Onde estava no 11 de Setembro de 2001? O que mudou no 11 de Setembro de 2001? São por estes dias as perguntas mais repetidas. No meu caso, à primeira pergunta, pouco interesse terá a sua resposta. Quanto à segunda pergunta, a sua resposta já poderá ser mais pertinente. Sendo assim, o que mudou no 11 de Setembro de 2001? Resposta: nada ou quase nada. Senão vejamos. Os EUA invadiram dois países, Iraque e Afeganistão, afinal de contas tinham a desculpa perfeita. Lembram-se das armas de destruição massiva? 10 anos volvidos, o bodybuilding americano está feito, não fora a crise económica. O petróleo está mais ou menos controlado, e a indústria de armamento está refeita e próspera. Pelo meio, mataram Bin Laden, aliado de outros tempos, quando dava jeito armá-lo contra a invasão russa do Afeganistão, e mataram também Saddam Hussein, à segunda, porque na primeira guerra do golfo não deu jeito. Ambos executados sem julgamento.
É certo que o 11 de Setembro foi um duro golpe, ou se quiserem, murro no estômago, no orgulho bacoco dos EUA. É certo que morreram muitos inocentes. Morreram muitos mais a seguir.
O que verdadeiramente mudou o mundo foi a crise internacional de 2008. Que começou nos EUA. Coincidência ou talvez não. O que mudou foram as economias emergentes que transformaram o mundo bipolar. A China, o Brasil, a Índia transformaram-se em potências económicas à custa da UE, dos EUA e da Rússia.

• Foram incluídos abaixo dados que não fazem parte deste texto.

PR #6654, opened 2018-11-07
Fix application of timeouts in OverdueInstancesActor

meln1k:
Summary: According to the Mesos docs, the task lifecycle is Staging -> Starting. This PR swaps Starting and Staging timeouts in order to use them according to the Mesos implementation of the lifecycle.

Jira issues: MARATHON-8482


src/main/scala/mesosphere/marathon/core/task/jobs/impl/OverdueInstancesActor.scala
```diff
@@ -65,12 +65,12 @@ private[jobs] object OverdueInstancesActor {
 
       def launchedAndExpired(task: Task): Boolean = {
         task.status.condition match {
-          case Condition.Provisioned | Condition.Starting if task.status.stagedAt < unconfirmedExpire =>
+          case Condition.Provisioned | Condition.Staging if task.status.stagedAt < unconfirmedExpire =>
```
zen-dog: I don't understand: `taskLaunchConfirmationTimeout` is defined as `Time, in milliseconds, to wait for a task to enter the TASK_STAGING state before killing it`. But in this line, we'll fail if `Condition.Staging` is achieved? Shouldn't it be only `Condition.Provisioned`?

src/main/scala/mesosphere/marathon/core/task/jobs/impl/OverdueInstancesActor.scala
```diff
@@ -65,12 +65,12 @@ private[jobs] object OverdueInstancesActor {
...
             logger.warn(s"Should kill: ${task.taskId} was launched " +
               s"${task.status.stagedAt.until(now).toSeconds}s ago and was not confirmed yet")
             true
 
-          case Condition.Staging if task.status.stagedAt < stagedExpire =>
+          case Condition.Starting if task.status.stagedAt < stagedExpire =>
```
zen-dog: Similar here: shouldn't it be `Condition.Staging | Condition.Starting` since `taskLaunchTimeout = Time, in milliseconds, to wait for a task to enter the TASK_RUNNING state before killing it`?

src/main/scala/mesosphere/marathon/core/task/jobs/impl/OverdueInstancesActor.scala
meln1k: Good point

alenkacz:
@zen-dog @meln1k so we're fine with no tests and no changelog?

zen-dog:
> We changed the behavior, I really think this deserves a changelog entry...

A very good point! Definitely worth an entry in _"Fixed Issues"_ with the JIRA ticket and a comment along the lines of `We fixed a possibly incorrect behavior around killing overdue tasks...` /cc @meln1k

changelog.md
```diff
@@ -3,6 +3,10 @@
 ### Removed deprecated metrics
 We removed deprecated Kamon based metrics from the code base (see the 1.7.xxx changelog for details on new metrics). This led to removal of deprecated command line arguments e.g. old reporters like `--reporter_graphite`, `--reporter_datadog`, `--reporter_datadog` and `--metrics_averaging_window`.
 
+### Fixed isssues
+
+- [MARATHON-8482](https://jira.mesosphere.com/browse/MARATHON-8482) - We fixed a possibly incorrect behavior around killing overdue tasks: we no treat tasks in `Starting` state using unconfirmed timeouts.
```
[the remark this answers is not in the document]
zen-dog: > we no treat tasks in `Starting` state using unconfirmed timeouts.

I'd be more verbose e.g.: `--task_launch_timeout parameter controls the time between the task is in Provisioned stage (between launching and receiving TASK_STAGING status update) and...`

PR #6655, opened 2018-11-09
 App update validator removed

meln1k:
Summary: App update validation process is simplified now: instead of validation app update and the resulting app definition, we merge the update first and validate the result. Note that app normalization stays there as before.

Jira issues: MARATHON-8498


src/main/scala/mesosphere/marathon/api/v2/AppHelpers.scala
```diff
@@ -22,15 +22,12 @@ object AppHelpers {
...
-    enabledFeatures: Set[String], config: AppNormalization.Config): NormalizationWithContext[raml.AppUpdate, Map[String, SecretDef]] =
-    Normalization.withContext {
-      case (app, existingSecrets) =>
-        validateOrThrow(app)(AppValidation.validateOldAppUpdateAPI)
-        val migrated = AppNormalization.forDeprecatedUpdates(config).normalized(app)
-        validateOrThrow(app)(AppValidation.validateCanonicalAppUpdateAPI(enabledFeatures, () => config.defaultNetworkName, existingSecrets.getOrElse(Map.empty)))
-        AppNormalization.forUpdates(config).normalized(migrated)
-    }
+  def appUpdateNormalization(config: AppNormalization.Config): Normalization[raml.AppUpdate] = Normalization { app =>
+    //            validateOrThrow(app)(AppValidation.validateOldAppUpdateAPI)
```
jeschkies: This should go, right?

src/main/scala/mesosphere/marathon/api/v2/AppsResource.scala
```diff
@@ -333,12 +335,12 @@ class AppsResource @Inject() (
 
     val updateType = (appDoesNotExist, partialUpdate) match {
       case (true, _) => CompleteReplacement
-      case (_, true) => PartialUpdate
+      case (_, true) => PartialUpdate(maybeExistingApp.getOrElse(throw new RuntimeException("This should never happen")))
```
jeschkies: The exception message could be a little more explicit about what happened.

src/test/scala/mesosphere/marathon/api/v2/json/AppUpdateFormatTest.scala
```diff
@@ -45,13 +37,6 @@ class AppUpdateFormatTest extends UnitTest {
       appUpdate.acceptedResourceRoles should equal(Some(Set(ResourceRole.Unreserved)))
     }
 
-    "FromJSON should fail when 'acceptedResourceRoles' is defined but empty" in {
-      val json = """ { "id": "test", "acceptedResourceRoles": [] }"""
```
jeschkies: Is this still true for our update? Does the validator fail when we merge this update with an app?

src/test/scala/mesosphere/marathon/api/v2/json/AppUpdateTest.scala
```diff
@@ -210,53 +170,6 @@ class AppUpdateTest extends UnitTest with ValidationTestLike {
       assert(changed == app.copy(acceptedResourceRoles = Set("b")))
     }
 
-    "AppUpdate with a version and other changes are not allowed" in {
```
jeschkies: I think we have to make sure that there are still validations error with such updates. See my comment above.

src/test/scala/mesosphere/marathon/api/v2/json/AppUpdateFormatTest.scala
meln1k: Yes, check this line:

https://github.com/mesosphere/marathon/blob/master/src/test/scala/mesosphere/marathon/api/v2/json/AppDefinitionFormatsTest.scala#L213

src/main/scala/mesosphere/marathon/api/v2/AppHelpers.scala
```diff
@@ -22,15 +22,12 @@ object AppHelpers {
...
+    val migrated = AppNormalization.forDeprecatedUpdates(config).normalized(app)
+    //            validateOrThrow(app)(AppValidation.validateCanonicalAppUpdateAPI(enabledFeatures, () => config.defaultNetworkName, existingSecrets.getOrElse(Map.empty)))
```
zen-dog: Why was this disabled?

src/test/scala/mesosphere/marathon/api/validation/AppUpdateValidatorTest.scala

O que mudou foi a 'primavera Árabe' de 2011. O despertar da democracia, do diálogo e do respeito. Da tolerância e da liberdade. A demonstração cabal de que é possível ser muçulmano e viver em democracia, como o provam a Turquia, a Malásia e a Indonésia. Aliás a jihad e a Al-Qaeda só agora perderam a guerra, com a rejeição das extensas camadas populares a que se dirige. O terrorismo existirá sempre, mas nunca mais da mesma forma.
O que não mudou foi a política sectária, de interesses e de controlo de recursos. Se a NATO, a ONU e os próprios EUA nada tiveram a dizer na Tunísia, pouco fizeram no Egipto. Já na Líbia, quando o 'amigo do petróleo' Kadafi, ficou em risco de não poder controlar o ouro negro e os seus negócios, o bombardeamento da NATO é uma vergonha só comparável ao silêncio castrador do conflito Israel-Palestina. É só reparar na diferença de tratamento e na atenção dispensadas à Síria. É ver as imagens da visita de Cameron e Sarkozy à nova Líbia e as imagens da visita que não fizeram à Tunísia e ao Egipto.
O mundo não mudou no 11 de Setembro de 2001. Mudou uns anos mais tarde.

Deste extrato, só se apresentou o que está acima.